Generalised Merge and Shrink Abstractions for Temporal Planning

Temporal planning is a hard problem that requires good heuristic and memoization strategies to solve efficiently. Merge-and-shrink abstractions have been shown to serve as effective heuristics for classical planning, but it is still unclear how to implement merge-and-shrink in the temporal domain and how effective the method is in this setting. In this paper we propose a method to compute merge-and-shrink abstractions for general temporal planning problems, in a way that is applicable to both partial- and total-order temporal planners. We extend a previous publication to allow the formalism to apply to temporal problems with non-compression safe actions, in particular through the use of a classical planning surrogate of a temporal planning task. The method relies on pre-computing heuristics as formulas of temporal variables that are evaluated at search time, and it allows to use standard merging, shrinking and pruning strategies.
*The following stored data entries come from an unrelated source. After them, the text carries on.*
PR #2107, opened 2017-08-31
PCHR 2543: Migrate admin screens to bootstrap

reneolivo:
## Overview
This PR updates the Absece Types, Absence Periods, Public Holidays, and General Settings screens to use Bootstrap markup.

This PR needs [https://github.com/compucorp/org.civicrm.shoreditch/pull/31](https://github.com/compucorp/org.civicrm.shoreditch/pull/31) before merging.

### Before
anim
### After
anim
Fixed size inputs have a proper width.

### Before
anim
### After
anim

### Before
anim
### After
anim

### Before
anim
### After
anim

## Technical Details
* **leaveandabsence.css** style was added to the screens in order to override some of the styles:
```PHP
```
**hrleaveandabsences.css** was not used because it's a plain CSS file and the SaSS @extend method was needed in order to properly style buttons and use theme color variables.
* Indentation was fixed for some files. Were using 4 spaces, changed them to 2.
* BackstopJS scenarios were added for all screens. Since there was no need for user input, no scripts were added.

## Comments
* Viewport scale for the admin is not defined.

---

- [x] Tests Pass


igorpavlov:
Please fix the title of the PR: 

> PCHR-2543: Migrate admin screens to bootstrap

igorpavlov:
ℹ️ Please note, the following suggestions should be confirmed at first.

## Absence Types

1. The bar on the top looks like **info** for me rather than a **warning**. Wouldn't it be better to make it blue instead of yellow?
2. The selector looks a bit broken where the arrow is.

## Absence Periods + Public Holidays

1. The chevron icon on buttons is a bit off, shouldn't it be vertically centered?

## ALL
1. The right padding from the main block is bigger than left one. Should be equal?

uk.co.compucorp.civicrm.hrleaveandabsences/scss/overrides/style/_buttons.scss
```diff
@@ -0,0 +1,14 @@
+.crm-button .crm-i {
+  top: .6em;
+  left: .6em;
+}
+
+.crm-button-type-next {
+  @include button-outline-variant(white, $brand-primary);
+  .crm-i { display: none; }
```
igorpavlov: Please add line-break before `.crm-i`

uk.co.compucorp.civicrm.hrleaveandabsences/scss/overrides/style/_buttons.scss
```diff
@@ -0,0 +1,14 @@
+.crm-button .crm-i {
+  top: .6em;
+  left: .6em;
+}
+
+.crm-button-type-next {
+  @include button-outline-variant(white, $brand-primary);
```
igorpavlov: Please add a line-break before `@include`

uk.co.compucorp.civicrm.hrleaveandabsences/scss/overrides/style/_buttons.scss
```diff
@@ -0,0 +1,14 @@
...
+  .crm-i { display: none; }
+}
+
+.crm-button-type-cancel {
+  border-color: $gray-light;
+  input { color: $text-color !important; }
```
igorpavlov: Please add a line break before `input`

uk.co.compucorp.civicrm.hrleaveandabsences/scss/overrides/style/_radio-buttons.scss
```diff
@@ -0,0 +1,11 @@
+.crm-form-radio + label {
+  &:before {
```
igorpavlov: Please add a line break before `&:before`

uk.co.compucorp.civicrm.hrleaveandabsences/scss/overrides/style/_buttons.scss
igorpavlov: Please break this into 3 lines. I think CSS is easier to read when everything is consistent. JS might be another story though.

```css
input {
  color: $text-color !important;
}
```

uk.co.compucorp.civicrm.hrleaveandabsences/scss/overrides/style/_inputs.scss
```diff
@@ -0,0 +1,5 @@
+// removes fixed with for inputs added by CiviCRM:
```
igorpavlov: Did you mean `width`?

uk.co.compucorp.civicrm.hrleaveandabsences/scss/overrides/style/_inputs.scss
```diff
@@ -0,0 +1,5 @@
...
+input, textarea, select {
+  width: auto !important;
```
igorpavlov: How can we make sure this doesn't break anything in other places?

uk.co.compucorp.civicrm.hrleaveandabsences/scss/overrides/style/_buttons.scss
reneolivo: before @include ? like this:

```scss
.crm-button-type-next {

  @include button-outline-variant(white, $brand-primary);
}
```

igorpavlov: Yep. No line-break needed if you list styles, but if you include smth or nest, then a line-break is needed. Like here:

image

uk.co.compucorp.civicrm.hrleaveandabsences/scss/overrides/style/_inputs.scss
reneolivo: These inputs for CiviCRM are always 230px in length. This breaks two things:
1. inputs can't adapt to their parent width.
2. can't have smaller inputs, all of them are 230px wide.

Why this code shouldn't affect other places:

This is wrapped inside of the bootstrap theme id like this:
```scss
#bootstrap-theme input, #bootstrap-theme textarea, #bootstrap-theme select {
  width: auto !important;
}
```
So that means it won't affect anything outside bootstrap.

`width: auto` is the default behaviour for bootstrap inputs: 
https://github.com/twbs/bootstrap-sass/blob/5d6b2ebba0c2a5885ce2f0e01e9218db3d3b5e47/assets/stylesheets/bootstrap/_forms.scss#L503

If an input needs to be of a specific length the size attr can be used. 

If an input needs to be of a specific pixel width then yes, this might affect those types of inputs. I did a quick look around the app and nothing seems to be breaking.

If this is a concern we could wrap this for the admin by adding an extra class.

igorpavlov: Awesome. Thank you for the explanation.

reneolivo:
### New changes:

Alerts are set to notifications instead of warnings:

screenshot 2017-08-31 12 07 19

select2 dropdowns have the right width and padding:
screenshot 2017-08-31 12 18 53

Absence Periods, Absence Types, and Public Holidays "Add" button has the chevron icon aligned correctly:
screenshot 2017-08-31 12 22 14

> The right padding from the main block is bigger than left one. Should be equal?

They have the same width, it looks weird because of the way I captured the screen.... sorry.
screenshot 2017-08-31 12 28 58

uk.co.compucorp.civicrm.hrleaveandabsences/scss/overrides/style/_inputs.scss
igorpavlov: To document the decision: it was decided that this is the only way to go since CRM sets 230px !important.

uk.co.compucorp.civicrm.hrleaveandabsences/scss/overrides/style/_select2.scss
```diff
@@ -1,4 +1,10 @@
 // removes extra padding on select2 ul element added by bootstrap:
-.select2-container ul.select2-choices {
+.select2-container.crm-select2 ul.select2-choices {
   padding-left: 0;
 }
+
+// This fixes the arrow dropdown width by removing 4 padding and and adding 8 width:
+.select2-container.crm-select2 .select2-choice .select2-arrow {
+  padding: 0;
```
igorpavlov: Do you need to flush all padding or may you just flush just padding-right?

igorpavlov: Do you need to flush all padding or may you just flush just padding-right?

igorpavlov:
Could you please take a screenshot of a fixed chevron in buttons?

uk.co.compucorp.civicrm.hrleaveandabsences/scss/overrides/style/_select2.scss
reneolivo: All paddings need to be removed. If I remove padding-right it will look as if it were aligned to the right.

reneolivo:
@igorpavlov I had added a screenshot:

before:
screenshot 2017-08-31 12 46 01


After
https://user-images.githubusercontent.com/1642119/29933979-fcacf1d6-8e25-11e7-8e4a-5e6ea142d8ec.png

Compared to state-of-the-art Relaxed Planning Graph heuristics, we show that the method leads to improvements in coverage, computation time, and number of expanded nodes to solve optimal problems, as well as leading to improvements in unsolvability-proving of problems with deadlines, and the time to compute Minimally Unsolvable Goal Subsets (MUGS). We exhaustively test the method over these problems and various usage settings, showing improvements in coverage of up to 53%, computation time up to 60%, and expanded nodes up to 75%.